EDIT: Made a mistake were to put the comment in de "2D_Image_loader_saver.Asm" to fetch the raw bitmap data.
uploaded a new zip file with the comment at the correct spot in the source code.
Hello. I get an error when save as png.
Hi caballero,
And it doesn't save the MatrixImage.png i assume?
Can you trace down where exactly in the code the error occurs?
Hi Marinus
Thank you :) It works like a gem here :t
QuoteHere are the sources as promised released under the SHARE & ENJOY license.
:greensml: :greensml: :greensml: :greensml:
One thing only, i´m not sure if using DirectX is faster then the direct manipulation of the pixels itself as we are dong before. The functions will be used for video manipulation. For that i´m using VirtualDub making those functions as part of a plugin to test the speed. I believe that VDub can handle D3d9 but i don´t know how to setup it.
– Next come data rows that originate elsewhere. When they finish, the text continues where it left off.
PR #878, opened 2015-10-27
Timer.Context now implements AutoCloseable

kilotaras:
Small improvement that allows Timer.Context to be used in try-with-resources

### DIFF
--- a/metrics-adapter/src/main/java/com/codahale/metrics/Timer.java
+++ b/metrics-adapter/src/main/java/com/codahale/metrics/Timer.java
@@ -11,7 +11,7 @@ import io.dropwizard.metrics.Sampling;
 public class Timer implements Metered, Metric, Sampling {
 	final io.dropwizard.metrics.Timer timer;
 
-	public static class Context implements Closeable {
+	public static class Context implements AutoCloseable {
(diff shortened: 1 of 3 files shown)


jmason:
:+1: from a random watcher here -- we do this in our wrapper for Timer.Context and it's really nice.

ryantenney:
I like it. Can you also remove Closeable, or does that cause problems?

kilotaras:
AutoCloseable doesn't implement Closeable (no idea why though). Removing it would be a breaking change.

https://docs.oracle.com/javase/7/docs/api/java/lang/AutoCloseable.html

ryantenney:
Yea, we can live with that. We're working on v4, so breaking changes are welcome.

kilotaras:
Here you go.

marshallpierce:
Closeable extends AutoCloseable, not the other way around, because AutoCloseable allows throwing Exception.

What i know from Vdub is that the functions related to DirectX manipulation are these:
class VDFilterAccelEngine;
class VDFilterAccelContext : public IVDXAContext {
public:
VDFilterAccelContext();
~VDFilterAccelContext();
int VDXAPIENTRY AddRef();
int VDXAPIENTRY Release();
void *VDXAPIENTRY AsInterface(uint32 iid);
bool Init(VDFilterAccelEngine& eng);
void Shutdown();
bool Restore();
uint32 RegisterRenderTarget(IVDTSurface *surf, uint32 rw, uint32 rh, uint32 bw, uint32 bh);
uint32 RegisterTexture(IVDTTexture2D *tex, uint32 imageW, uint32 imageH);
uint32 VDXAPIENTRY CreateTexture2D(uint32 width, uint32 height, uint32 mipCount, VDXAFormat format, bool wrap, const VDXAInitData2D *initData);
uint32 VDXAPIENTRY CreateRenderTexture(uint32 width, uint32 height, uint32 borderWidth, uint32 borderHeight, VDXAFormat format, bool wrap);
uint32 VDXAPIENTRY CreateFragmentProgram(VDXAProgramFormat programFormat, const void *data, uint32 length);
void VDXAPIENTRY DestroyObject(uint32 handle);
void VDXAPIENTRY GetTextureDesc(uint32 handle, VDXATextureDesc& desc);
void VDXAPIENTRY SetTextureMatrix(uint32 coordIndex, uint32 textureHandle, float xoffset, float yoffset, const float uvMatrix[12]);
void VDXAPIENTRY SetTextureMatrixDual(uint32 coordIndex, uint32 textureHandle, float xoffset, float yoffset, float xoffset2, float yoffset2);
void VDXAPIENTRY SetSampler(uint32 samplerIndex, uint32 textureHandle, VDXAFilterMode filter);
void VDXAPIENTRY SetFragmentProgramConstF(uint32 startIndex, uint32 count, const float *data);
void VDXAPIENTRY DrawRect(uint32 renderTargetHandle, uint32 fragmentProgram, const VDXRect *destRect);
void VDXAPIENTRY FillRects(uint32 renderTargetHandle, uint32 rectCount, const VDXRect *rects, uint32 colorARGB);
protected:
enum {
kHTFragmentProgram = 0x00010000,
kHTRenderTarget = 0x00020000,
kHTTexture = 0x00030000,
kHTRenderTexture = 0x00040000,
kHTTypeMask = 0xFFFF0000
};
struct HandleEntry {
uint32 mFullHandle;
IVDTResource *mpObject;
uint32 mImageW;
uint32 mImageH;
uint32 mSurfaceW;
uint32 mSurfaceH;
uint32 mRenderBorderW;
uint32 mRenderBorderH;
bool mbWrap;
};
uint32 AllocHandle(IVDTResource *obj, uint32 handleType);
HandleEntry *AllocHandleEntry(uint32 handleType);
IVDTResource *DecodeHandle(uint32 handle, uint32 handleType) const;
const HandleEntry *DecodeHandleEntry(uint32 handle, uint32 handleType) const;
void ReportLogicError(const char *msg);
IVDTContext *mpParent;
VDFilterAccelEngine *mpEngine;
typedef vdfastvector<HandleEntry> Handles;
Handles mHandles;
uint32 mNextFreeHandle;
bool mbErrorState;
float mUVTransforms[8][12];
VDAtomicInt mRefCount;
};
#endif // f_VD2_FILTERACCELCONTEXT_H
the classes VDXAPIENTRY seems to be used to setup D3d9 dll, but i have no idea how to make it work yet.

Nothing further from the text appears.